Wednesday, January 12, 2011

Grateful for Real Girlfrieds AKA mommy friends

So I can honesty say that I am more than blessed in the mommy friends department. Being co-director of the local moms club has helped with this (and as Clark says he never thought by me being in a Mommy club that he would get friends).

As I write this my girlfriends and their husbands have helped my family and I through an Emma crisis. Emma was having some difficulties with one of her playmates. This playmate can be overly aggressive. So issues arise.

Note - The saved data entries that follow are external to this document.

PR #15, opened 2022-04-03
RFC: Add :export attribute RFC

Ovid:
This RFC (no number) is to provide an `:export` attribute to Perl to make exporting both easier and lexical.


rfcs/rfc00XX.md
```diff
@@ -0,0 +1,257 @@
...
+        sub bar  :export            {...} # @EXPORT_OK
+        sub baz  :export(:strings)  {...} # %EXPORT_TAGS
+        sub bay  :export(:strings)  {...} # %EXPORT_TAGS
+        sub quux :export(:ALWAYS)   {...} # @EXPORT
+        sub whee                    {...} # not exported
+    }
+
+If an `import()` method is defined, it's possible that it might have special
+importing functionality provided, but we will _still_ allowing importing of
+functions with `:export` tags. We pass the import arguments unchanged to the
```
haarg, line 172: I'd disagree with this. I don't think there should be a new magic layer before `import`.

Instead, I'd say that the exporting should be implemented in UNIVERSAL::import, and if a module wants to use `:export` and have its own import, it should call UNIVERSAL::import in its import method with the appropriate parameters.

rfcs/rfc00XX.md
```diff
@@ -0,0 +1,257 @@
...
+
+        sub bar  {...}
+        sub baz  {...}
+        sub bay  {...}
+        sub quux {...}
+        sub whee {...}
+    }
+
+
+Imported functions do not remain in the namespace, removing the need for
```
haarg, line 83: Should be explicit that the imported functions are created as lexical subs.

rfcs/rfc00XX.md
```diff
@@ -0,0 +1,257 @@
...
+we do not need a feature guard. Instead, we can simply `use v5.XX` to pull in
+the new feature.
+
+    package My::Module {
+        use v5.38;
+
+        sub bar  :export            {...} # @EXPORT_OK
+        sub baz  :export(:strings)  {...} # %EXPORT_TAGS
+        sub bay  :export(:strings)  {...} # %EXPORT_TAGS
+        sub quux :export(:ALWAYS)   {...} # @EXPORT
```
haarg, line 55: `:ALWAYS` is probably not the best name, because the entries are not _always_ imported, but imported by default when nothing is specified.

Exporter allows importing the `:DEFAULT` tag, which is the entries in `@EXPORT`. Reusing that name is probably an improvement on `:ALWAYS`, and it could also be allowed as an importable tag for parity with Exporter.

rfcs/rfc00XX.md
```diff
@@ -0,0 +1,257 @@
...
+As a counter-argument, it's unlikely someone will be using `:export`
+attributes, so we could simply filter out all subnames so they don't populate
+`@args`, or filter out all subnames tagged with `:export`.
+
+For the above, that means that these are problematic:
+
+    use My::Module ':srtings';
+    use My::Module 'whee';
+
+For `:srtings`, that's almost certainly misspelled. For `whee`, that's not
```
leonerd, line 186: Typo "strings"

rfcs/rfc00XX.md
```diff
@@ -0,0 +1,257 @@
...
+
+    use My::Module 'whee'; # fatal error
+
+## Prototype Implementation
+
+None that I'm aware of, though
+[Perl6::Export::Attrs](https://metacpan.org/pod/Perl6::Export::Attrs) seems
+the closest.
+
+## Future Scope
```
leonerd, line 229: Another possible future idea: importing as another name. Since they're lexical imports and not added to the externally-visible namespace of the module that does the importing, it should be safe to rename them. Maybe support some notation at import time, where an importer can import a function as a different name to avoid clashes or for general clarity.

rfcs/rfc00XX.md
```diff
@@ -0,0 +1,257 @@
...
+* [Exporter::Simple](https://metacpan.org/pod/Exporter::Simple)
+* [Perl6::Export](https://metacpan.org/pod/Perl6::Export) (not really attributes)
+* [Perl6::Export::Attrs](https://metacpan.org/pod/Perl6::Export::Attrs)
+
+And so on.
+
+## Specification
+
+Because lower-case attribute names are reserved for Perl's future expansion,
+we do not need a feature guard. Instead, we can simply `use v5.XX` to pull in
```
leonerd, line 46: Actually, they don't even need this. We can add a new `:export` attribute that becomes visible by default without needing to do anything to request it. No harm in the user code doing `use v5.38` but also no need to.

rfcs/rfc00XX.md
```diff
@@ -0,0 +1,257 @@
+# Built-in lexical exporting
+
+## Preamble
+
+    Author:  Curtis Poe <curtis.poe@gmail.com>
+    Sponsor:
+    ID:      XX
+    Status:  Draft
```
johannessen, line 8: I suggest to follow [the proposed self-assigned ID scheme](https://github.com/Perl/RFCs/blob/main/docs/future.md#rfc-ids-and-how-to-self-assign) as long as this remains a draft: `OVID-XXXX`

rfcs/rfc00XX.md
```diff
@@ -0,0 +1,257 @@
...
+
+And so on.
+
+## Specification
+
+Because lower-case attribute names are reserved for Perl's future expansion,
+we do not need a feature guard. Instead, we can simply `use v5.XX` to pull in
+the new feature.
+
+    package My::Module {
```
leonerd, line 49: Small note on markdown formatting: I usually like to use the triple-backtick guard for these, so I can add the word "perl" and get better syntax highlight.

    ```perl
    code here ...
    ```

rfcs/rfc00XX.md
```diff
@@ -0,0 +1,257 @@
...
+        use v5.38;
+
+        sub bar  :export            {...} # @EXPORT_OK
+        sub baz  :export(:strings)  {...} # %EXPORT_TAGS
+        sub bay  :export(:strings)  {...} # %EXPORT_TAGS
+        sub quux :export(:ALWAYS)   {...} # @EXPORT
+        sub whee                    {...} # not exported
+    }
+
+The above can be written as this:
```
leonerd, line 59: I don't think I'd write "can be" here - it's not strictly equivalent. The main point of these `:export` attributes is that it's imported lexically by the caller, not symbolically. I'd perhaps word this:

"The above behaves similar to if it had been written as:"

rfcs/rfc00XX.md
leonerd, line 83: Better wording here might be:

"The requested functions are imported lexically, rather than appearing in the package symbol table. This means that code within that lexical scope can see and call them as normal, but they are not visible from outside - such as from other callers, or as object or class methods. This removes the need for `namespace::clean` and related modules."

rfcs/rfc00XX.md
```diff
@@ -0,0 +1,257 @@
...
+    use My::Module ':srtings';
+    use My::Module 'whee';
+
+For `:srtings`, that's almost certainly misspelled. For `whee`, that's not
+supposed to be exported, but perhaps the module author wants to allow that in
+the argument list.
+
+To side-step this, we could create an alternate to the `import()` method,
+perhaps as something analogous to a phaser, but taking arguments, or a new
+`IMPORT` method. Bike-shedding may now commence!
```
leonerd, line 192: I admit I am somewhat swayed by the idea of an `IMPORT` phaser, see below.

rfcs/rfc00XX.md
```diff
@@ -0,0 +1,257 @@
...
+
+## Future Scope
+
+We might want to allow variables and constants to be exported. We might always
+want export tags to contain other export tags to allow "grouping" of groups.
+
+The 'is not exported' error message could list what is actually exported by
+the module.
+
+An introspection API for procedural code (similar to a MOP), could be
```
leonerd, line 237: Some kind of API would be nice, yes. Combined with the `IMPORT` phaser idea, I suspect a nice way to implement this would be to just make something initially that works, and then create some API functions (perhaps in the `builtin::` space) and state that the default behaviour is equivalent to if you had written some standard example as an IMPORT phaser, using those functions. That way, if people want to understand what the behaviour is, they can read that example code. If they want to implement some slight variation on the theme, they can copy-paste it then edit as appropriate.

In effect, we'd say that the default provided implementation is *as if* the user had written that example block (though, likely internally implemented in a more efficient manner).

rfcs/rfc00XX.md
Ovid: I admit that your suggestion is much better than mine. However, I'm concerned and I have questions.

First, all procedural modules _inherit_ from `UNIVERSAL`. This is kind of a weird thing which infects _all_ procedural modules. So what happens if a module doesn't use `:export` and calls the superclass `import`? Are there bugs there if the import list mentions a function name? I don't see this as being a problem _per se_, but relying on inheritance for importing is something I would prefer to avoid.

Comments welcome. See @leonerd's comments about an `IMPORT` phaser below.

rfcs/rfc00XX.md
Ovid: I like this and will think about it. I would like to see more concrete examples and suggestions, so I won't write anything up yet.

Ovid:
Per [johannessen](https://github.com/johannessen)'s comments, this has been renamed to [rfcs/rfcOVID-0019.md](https://github.com/Perl/RFCs/pull/15/files#diff-4e7396e28058c121275c2d9a34a2508cc32dbd192855dc58153d8160aa1e7707).

rfcs/rfc00XX.md
haarg: I don't see the advantage of a phaser over just a method, as is currently done. A phaser accepting arguments is rather strange to start with. And then it needs some way to process some of them and allow others to be processed by other phasers. None of this is an issue for a method.

rfcs/rfc00XX.md
haarg: Regarding introspection, I kind of like the idea of just reusing the current variables Exporter uses.

rjbs:
I stand by [what I said](http://nntp.perl.org/group/perl.perl5.porters/262791) to a previous iteration of this on p5p:  I think you're skipping a layer.  We should be providing:

```perl
lexporter->export($name => $code);
```

…to export the coderef into currently-compiling scope as a lexical subroutine.  From this, I believe everything else above could be implemented in Perl, as could other export APIs.

demerphq:
On Sun, 3 Apr 2022 at 18:32, Graham Knop ***@***.***> wrote:

> ***@***.**** commented on this pull request.
> ------------------------------
>
> In rfcs/rfc00XX.md
> <https://github.com/Perl/RFCs/pull/15#discussion_r841247293>:
>
> > +
> +## Prototype Implementation
> +
> +None that I'm aware of, though
> +[Perl6::Export::Attrs](https://metacpan.org/pod/Perl6::Export::Attrs) seems
> +the closest.
> +
> +## Future Scope
> +
> +We might want to allow variables and constants to be exported. We might always
> +want export tags to contain other export tags to allow "grouping" of groups.
> +
> +The 'is not exported' error message could list what is actually exported by
> +the module.
> +
> +An introspection API for procedural code (similar to a MOP), could be
>
> Regarding introspection, I kind of like the idea of just reusing the
> current variables Exporter uses.
>
 That was in my suggestion in the pre-rfc also, and the consensus on #p5p
at the time it was discussed.

Yves

-- 
perl -Mre=debug -e "/just|another|perl|hacker/"

Ovid:
@demerphq: this was part of a larger pre-RFC that I had made. The idea was rejected, but I was told that "yield true" and the export syntax both should be considered. Later, [Paul Evans specifically said these two ideas should be written up as RFCs](https://www.nntp.perl.org/group/perl.perl5.porters/2022/04/msg263440.html), so I've done so. There's been a lot of discussion, so that was easy to miss.

rfcs/rfcOVID-0019.md
```diff
@@ -0,0 +1,281 @@
...
+
+* [Exporter::Simple](https://metacpan.org/pod/Exporter::Simple)
+* [Perl6::Export](https://metacpan.org/pod/Perl6::Export) (not really attributes)
+* [Perl6::Export::Attrs](https://metacpan.org/pod/Perl6::Export::Attrs)
+
+And so on.
+
+## Specification
+
+Because lower-case attribute names are reserved for Perl's future expansion,
```
happy-barney, line 45: It's always good to have a human readable string to identify, why statement is there.

for example, it's better to do `use feature 'say';` then `use v5.10` - simply because reader knows what you want to do.

Therefor every new feature should have at least string representation (related module: [Syntax::Construct](https://metacpan.org/pod/Syntax::Construct))

iabyn:
From reading this I don't have the foggiest idea what the :export atrribute actually does? At compile time, does it trigger an immediate insert of an alias of a lexical sub in the caller's lexical scope? Or does it just mark some internal state on the CV for future examination? Or add to some state within the current package? Where this state is later used by a call to import() to decide what lexical aliases to create in the caller? Or what? E.g. what should be the effect of 'eval q{sub foo :export {...}}' ?

haarg:
`sub foo :export { ... }` is roughly analogous to `sub foo { ... } push @EXPORT_OK, 'foo';` for a module using Exporter. The RFC as is doesn't include any details on implementation.

demerphq:
On Wed, 6 Apr 2022 at 14:13, Graham Knop ***@***.***> wrote:

> sub foo :export { ... } is roughly analogous to sub foo { ... } push
> @EXPORT_OK, 'foo'; for a module using Exporter. The RFC as is doesn't
> include any details on implementation.
>
At least that is what I proposed in pre-rfc for making UNIVERSAL::import()
handle this.

Yves

-- 
perl -Mre=debug -e "/just|another|perl|hacker/"

Ovid:
@haarg @demerphq Both of you have mentioned the lack of implementation details here. Given that my previous RFC work focused on the user-experience and not the implementation, I thought that was OK. Is it not?

leonerd:
The entire point of the RFC process is to discuss the "user-facing experience", and design something that people want to use, without particular reference to how it's implemented internally. I think it's fine to omit such details, provided there's a general feeling that "it will be possible to implement in some manner" - which I feel this is.

demerphq:
On Thu, 7 Apr 2022 at 12:00, Paul Evans ***@***.***> wrote:

> The entire point of the RFC process is to discuss the "user-facing
> experience", and design something that people want to use, without
> particular reference to how it's implemented internally. I think it's fine
> to omit such details, provided there's a general feeling that "it will be
> possible to implement in some manner" - which I feel this is.
>
I think there is a subtle difference between what it will do and how it
will do it, and ovid has not really explained what it will do. Does it
interact with @EXPORT? Does it not? What global state will this change? How
will its effect be introspected? All of those are part of the user facing
experience.

In my pre-rfc suggesting basically exactly the same thing, which was
rejected, I explained both what it would do /and/ how.  I agree in an RFC
the how shouldnt be necessary, provided its plausible to a practitioner of
the arts, but I also dont think that Ovid has not fully explained what it
will /do/.

I think that Pre-RFC should be reconsidered and merged with this RFC.

I think for the long term good of the community in terms of developer
experience we should have a single, *well defined* and standard way to
export functions, and we should move away from the TIMTOWTDI philosophy
which just means that Perl does not play nicely with modern development
tools, which is /definitely/ one of the reasons we are losing market share.
It is absolutely one of the reasons at least one major company is moving
away from using Perl.

cheers,
Yves

-- 
perl -Mre=debug -e "/just|another|perl|hacker/"

happy-barney:
I think there is a subtle difference between what it will do and how it
> will do it, and ovid has not really explained what it will do. Does it
> interact with @EXPORT? Does it not? What global state will this change? How
> will its effect be introspected? All of those are part of the user facing
> experience.
>
>
Since this thread started I processed many modules using EXPORT* variables
and my opinion now is:

- new import/export mechanism should treat its own definition variables
(hidden)
- writing to EXPORT variables should only extend those definitions (never
overload, including tags)
- reading EXPORT variables should return (read only) content of definition
variables

imho best place for describing this is test file - and so pre-RFCs / RFCs
should not be
only text files, but should also provide tests testing proposed behaviour.

(and there lies another topic: how to write readable tests)

Best regads,
Brano

rfcs/rfc00XX.md
```diff
@@ -0,0 +1,257 @@
...
+        sub bar  {...}
+        sub baz  {...}
+        sub bay  {...}
+        sub quux {...}
+        sub whee {...}
+    }
+
+
+Imported functions do not remain in the namespace, removing the need for
+namespace::clean and relateed modules
```
tonycoz: related

rfcs/rfc00XX.md
Ovid: @haarg I've pushed an updated version. In particular, I'm concerned about this part because I think I've missed something.

---
If an `import()` method is defined in the package, it will need to call `UNIVERSAL::import()` to have the lexical importing handled correctly.

```perl
sub import ($class, @args) {
    my ( $import, $mine ) = separate_args(@args);
    # do stuff with $mine
    UNIVERSAL::import($import->@*);
}
```

For the above, how do we tell `UNIVERSAL::import` which class it's importing into? I suppose we could do `local @_ = $import->@*; goto &UNIVERSAL::import`, but that's finicky, it's going to break, and we're trying to discourage use of
`@_` in signatured subs. I expect there's some new work done in Perl which I'm missing here.

demerphq:
@leonerd wrote:
>The entire point of the RFC process is to discuss the "user-facing experience", and design something that people want to use, without particular reference to how it's implemented internally. I think it's fine to omit such details, provided there's a general feeling that "it will be possible to implement in some manner" - which I feel this is.

I rather strongly don't agree. RFC's that aren't grounded in reality of implementation miss important details and bake into the RFC things that we can't deliver or are broken or inconsistent with other code. (Eg the "where do the attributes go" fiasco that happened when function signatures were added.) They also increase the chance that the RFC never gets implemented because its choices are so difficult to implement. 

When I proposed an :export attribute I suggested that we combine it with baking in a UNIVERSAL::import which can manage the desired semantics.  That would allow us to do better with an existing set of bugs related to case insensitive file systems and provide a default bake in "exporter" mechanism at the same time. When this came up the discussion of what that default import would do. Would the exported subs be introspectable? How would it interface with existing mechanisms like Exporter. What would happen if someone puts :export and use Exporter into the same package? What about other exporters? What happens if import is overloaded and someone uses :export?

So there are a lot of questions to answer that need to be answered at an implementation level. As far as I can tell there is nothing in this RFC that cannot be done in pure perl right now. So this RFC should be implemented as a module first, then converted to live in core as XS code in unversal.c once the semantics are ironed out.

rfcs/rfcOVID-0019.md
```diff
@@ -0,0 +1,329 @@
...
+
+```perl
+sub import ($class, @args) {
+    my ( $import, $mine ) = separate_args(@args);
+    # do stuff with $mine
+    UNIVERSAL::import($import->@*);
+}
+```
+
+For the above, how do we tell `UNIVERSAL::import` which class its importing
```
haarg, line 254: The correct way to call this would be `$class->UNIVERSAL::import(...)`. This is the same as wrapping any other method. Since this is doing lexical exports, there is no package being imported into. `caller` does not need to be maintained or communicated.

rfcs/rfcOVID-0019.md
```diff
@@ -0,0 +1,329 @@
...
+### Interface
+
+The various incantations of `:export` should populate the respective
+`@EXPORT`, `@EXPORT_OK`, and `%EXPORT_TAGS` package variables to maintain a
+consistent API with the `Exporter` module.
+
+The grammar for the tag is:
+
+    <export>  ::= ':export' [ <options> ]
+    <options> ::=  '(' ( 'DEFAULT' | <tags> ) ')'
```
haarg, line 110: This grammar doesn't allow listing an export in a tag and in DEFAULT. That should be allowed.

rfcs/rfcOVID-0019.md
```diff
@@ -0,0 +1,329 @@
...
+procedural code. That pre-RFC was rejected, but I was asked to put this into
+its own RFC.
+
+## Open Issues
+
+None?
+
+## Copyright
+
+Copyright (C) 20222-23, Curtis "Ovid" Poe
```
haarg, line 326: Hopefully we don't have to wait quite that long.

rfcs/rfcOVID-0019.md
Ovid: Fixed.

rfcs/rfcOVID-0019.md
Ovid: Fixed.

rfcs/rfcOVID-0019.md
Ovid: Fixed (oops).

rfcs/rfcOVID-0019.md
```diff
@@ -0,0 +1,329 @@
...
+
+use My::Package 'bar';     # imports bar() and quux
+
+use My::Package ':strings' # imports baz, bay, and quux
+
+use My::Package;           # imports quux
+
+use My::Package ();        # imports nothing
+
+use My::Package qw/bar :strings -quux/; # don't import quux
```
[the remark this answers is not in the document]
Ovid: Fixed.

rfcs/rfcOVID-0019.md
```diff
@@ -0,0 +1,329 @@
...
+
+Any function that has a tag or tags (such as `strings` in the above example),
+can also be imported directly by name.
+
+### Importing
+
+* `use Mod;` Import only functions declared with `:export(DEFAULT)`
+* `use Mod qw(foo bar baz)` Import functions iff declared with `:export`
+* `use Mod ':strings';` Import only functions tagged with `strings`
+* `use Mod ':all';` All function with any form of `:export` tag are imported
```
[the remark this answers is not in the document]
Ovid: Fixed.

I think all of your current concerns are addressed. Thank you for your great feedback!

rfcs/rfcOVID-0019.md
```diff
@@ -0,0 +1,340 @@
...
+
+This RFC does not include support for this.
+
+### Implementation
+
+The `builtin::export_lexically` function will be used to provide the actual
+functionality. `:export` tags, if used, their options, will be used to decide
+which functions used to decide which functions are lexically exported.
+
+This module will not allow unexporting lexical functions.
```
tonycoz, line 155: Should this say "This module will not allow exporting lexical functions."?

If so, why not?  The main issue is it doesn't work with `@EXPORT_OK`, since that only includes names, but I can see it being useful to export a sub that you don't want to be a method.

Also, should that be "RFC" instead of "module"?

Ovid: @tonycoz Thank you. I've fixed the wording and pushed.

rfcs/rfcOVID-0019.md
```diff
@@ -0,0 +1,342 @@
...
+
+And more, including many modules which manually implement exporting directly
+in the `import` method.
+
+There are also many attribute-based exporters:
+
+* [Exporter::Simple](https://metacpan.org/pod/Exporter::Simple)
+* [Perl6::Export](https://metacpan.org/pod/Perl6::Export) (not really attributes)
+* [Perl6::Export::Attrs](https://metacpan.org/pod/Perl6::Export::Attrs)
+* [Exporter::Attributes](https://metacpan.org/pod/Exporter::Attributes)
```
rwp0, line 40: This is my favorite, supports both variables and functions, and also optional exporting albeit with capital `:Export` and `:Exportable` attributes.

We had already been told to keep our child away from this playmate by a professional that had seen interactions between the two children and had said that this relationship was toxic to Emma but life happens and interactions occur. Then the latest situation happened and Clark was done, Emma was done and so was I.

We knew we could only control Emma. We also immediately enrolled her into an anti-bullying/self defense class. Sound extreme? Yes, in some ways. But we are not always going to be there as parents and Emma needs to know how to be assertive using her mind, words and if necessary physically. And as a girl, knowledge is power.

So Clark and I have intentionally kept Emma away from this other child. Then a girlfriend mentioned "Why?". You are then giving power to the child and the parents (yes to answer the question we have talked to the parents and repeatedly we have been told we "parent differently" or when Emma was shoveled in the corner and repeatedly pushed on by this other child after Emma was yelling "no" that it was one time incident, we realize we can communicate over and over but it is not our child and we only can teach our child right from wrong).

We really started to think and PRAY about this. My girlfriend was right. SO the other day, when I knew Emma would be around her other friends and I would be around mine, I went to a place where I knew this child would be. In a span of 90 minutes, this child did not share with Emma, would not take turns with others, would grab things from others, tore apart foam pit squares, stormed off and pouted about 6 times. Yes, I counted because each time I said nothing to the parent or the child, but to Emma I said, "Come on let's go do something else." And off we would go. In our dust, the parent had try to discipline.

I almost had to laugh at one point the other child said to mine, "Why don't you want to be friends with me?" Mmmmmmm...I am not 4 years old, but if you were consistently not sharing, not taking turns, storming off and pouting, I would not want to be friends with you either.

So at the end of the time, Emma, I just love her honesty says in front of me, the child, the child's parent, "Mommy, She was not mean to me today." I had to smile because we had chosen not to engage with this other child when the behavior was out of control and my child felt good. YEAH!

I should add we know Emma is not perfect. However, our job as her parents is to do the best we can for her and to guide her in the best direction and sometimes we need the advice of real girlfriends or AKA mommy friends. It goes a long way!